### TASK DESCRIPTION
Would you please retype, exactly, the lines of the listing below between the line with "to proxy is" and the line with "if (!checkProxyMemberAccess(target, member))", inclusive?

* * * * *

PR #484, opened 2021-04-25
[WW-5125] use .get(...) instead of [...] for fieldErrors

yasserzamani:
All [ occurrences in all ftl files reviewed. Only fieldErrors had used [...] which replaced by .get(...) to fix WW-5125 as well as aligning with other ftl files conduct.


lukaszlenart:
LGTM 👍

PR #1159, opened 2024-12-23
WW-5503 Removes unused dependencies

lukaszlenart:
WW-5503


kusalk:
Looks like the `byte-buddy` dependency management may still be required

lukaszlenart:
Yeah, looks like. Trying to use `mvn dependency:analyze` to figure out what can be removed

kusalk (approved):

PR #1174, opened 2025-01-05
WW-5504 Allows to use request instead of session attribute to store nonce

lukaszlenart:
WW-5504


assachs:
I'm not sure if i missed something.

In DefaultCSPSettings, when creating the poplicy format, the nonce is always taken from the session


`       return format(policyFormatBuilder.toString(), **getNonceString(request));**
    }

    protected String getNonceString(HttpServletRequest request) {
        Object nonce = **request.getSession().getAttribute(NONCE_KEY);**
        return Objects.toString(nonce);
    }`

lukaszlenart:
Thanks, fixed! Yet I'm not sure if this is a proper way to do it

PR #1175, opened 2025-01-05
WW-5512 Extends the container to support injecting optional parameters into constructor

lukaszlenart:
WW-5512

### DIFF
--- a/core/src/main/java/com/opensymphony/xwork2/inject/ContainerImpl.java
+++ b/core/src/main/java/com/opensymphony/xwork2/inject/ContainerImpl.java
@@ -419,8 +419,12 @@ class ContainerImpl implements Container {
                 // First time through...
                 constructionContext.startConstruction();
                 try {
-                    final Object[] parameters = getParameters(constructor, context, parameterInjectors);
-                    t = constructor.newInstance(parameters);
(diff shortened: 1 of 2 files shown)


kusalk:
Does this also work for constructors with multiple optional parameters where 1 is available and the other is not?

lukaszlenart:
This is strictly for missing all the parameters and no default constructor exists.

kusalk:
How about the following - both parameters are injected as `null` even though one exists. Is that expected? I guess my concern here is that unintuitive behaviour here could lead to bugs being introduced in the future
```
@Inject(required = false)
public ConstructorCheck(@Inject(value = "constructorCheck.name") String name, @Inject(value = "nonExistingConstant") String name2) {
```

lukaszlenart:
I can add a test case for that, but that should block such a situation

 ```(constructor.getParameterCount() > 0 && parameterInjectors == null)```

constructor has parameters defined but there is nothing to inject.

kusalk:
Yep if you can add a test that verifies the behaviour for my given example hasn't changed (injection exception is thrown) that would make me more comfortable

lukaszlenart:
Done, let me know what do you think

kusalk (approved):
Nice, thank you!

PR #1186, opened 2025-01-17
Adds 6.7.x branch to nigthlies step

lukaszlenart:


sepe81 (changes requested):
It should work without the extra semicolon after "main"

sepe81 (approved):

* * * * *

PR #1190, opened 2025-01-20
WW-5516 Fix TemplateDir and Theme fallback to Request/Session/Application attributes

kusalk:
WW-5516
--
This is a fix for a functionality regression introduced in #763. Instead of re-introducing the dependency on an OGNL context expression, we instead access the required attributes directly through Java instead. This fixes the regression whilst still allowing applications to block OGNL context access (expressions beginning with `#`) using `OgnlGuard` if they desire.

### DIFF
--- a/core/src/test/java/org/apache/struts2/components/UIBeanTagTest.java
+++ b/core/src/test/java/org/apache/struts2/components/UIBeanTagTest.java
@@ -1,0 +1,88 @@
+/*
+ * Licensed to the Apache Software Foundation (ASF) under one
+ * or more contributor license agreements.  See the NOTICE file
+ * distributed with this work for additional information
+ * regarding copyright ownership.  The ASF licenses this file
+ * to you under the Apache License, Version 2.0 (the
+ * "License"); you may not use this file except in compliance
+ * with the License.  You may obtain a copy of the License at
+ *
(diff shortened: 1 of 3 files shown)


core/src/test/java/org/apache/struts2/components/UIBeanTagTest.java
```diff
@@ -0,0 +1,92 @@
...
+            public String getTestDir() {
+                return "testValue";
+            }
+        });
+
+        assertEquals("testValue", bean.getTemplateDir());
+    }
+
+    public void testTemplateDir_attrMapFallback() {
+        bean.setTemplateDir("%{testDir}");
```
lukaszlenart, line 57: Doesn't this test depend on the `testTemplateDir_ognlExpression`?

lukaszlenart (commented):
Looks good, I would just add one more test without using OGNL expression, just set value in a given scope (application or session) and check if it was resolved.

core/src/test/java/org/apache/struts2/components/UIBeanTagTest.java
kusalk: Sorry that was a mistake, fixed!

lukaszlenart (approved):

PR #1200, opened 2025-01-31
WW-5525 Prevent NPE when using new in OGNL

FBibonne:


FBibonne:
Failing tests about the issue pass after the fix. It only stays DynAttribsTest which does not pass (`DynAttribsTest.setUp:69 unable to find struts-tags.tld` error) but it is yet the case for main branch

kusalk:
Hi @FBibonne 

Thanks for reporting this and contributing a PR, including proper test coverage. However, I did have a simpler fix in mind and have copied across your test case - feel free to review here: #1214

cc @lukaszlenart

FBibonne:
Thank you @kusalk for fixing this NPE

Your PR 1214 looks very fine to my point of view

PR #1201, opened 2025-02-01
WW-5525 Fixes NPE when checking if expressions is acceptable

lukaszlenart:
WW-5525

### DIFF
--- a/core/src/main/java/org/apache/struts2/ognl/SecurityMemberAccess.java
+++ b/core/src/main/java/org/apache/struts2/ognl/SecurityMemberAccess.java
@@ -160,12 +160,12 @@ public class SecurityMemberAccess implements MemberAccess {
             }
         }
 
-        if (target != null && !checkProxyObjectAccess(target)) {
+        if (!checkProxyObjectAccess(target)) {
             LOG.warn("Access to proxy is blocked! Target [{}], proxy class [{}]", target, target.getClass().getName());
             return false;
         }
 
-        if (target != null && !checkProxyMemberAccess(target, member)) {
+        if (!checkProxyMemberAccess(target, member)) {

* * * * *

### EXERCISE OUTPUT
             LOG.warn("Access to proxy is blocked! Target [{}], proxy class [{}]", target, target.getClass().getName());
             return false;
         }
 
-        if (target != null && !checkProxyMemberAccess(target, member)) {
+        if (!checkProxyMemberAccess(target, member)) {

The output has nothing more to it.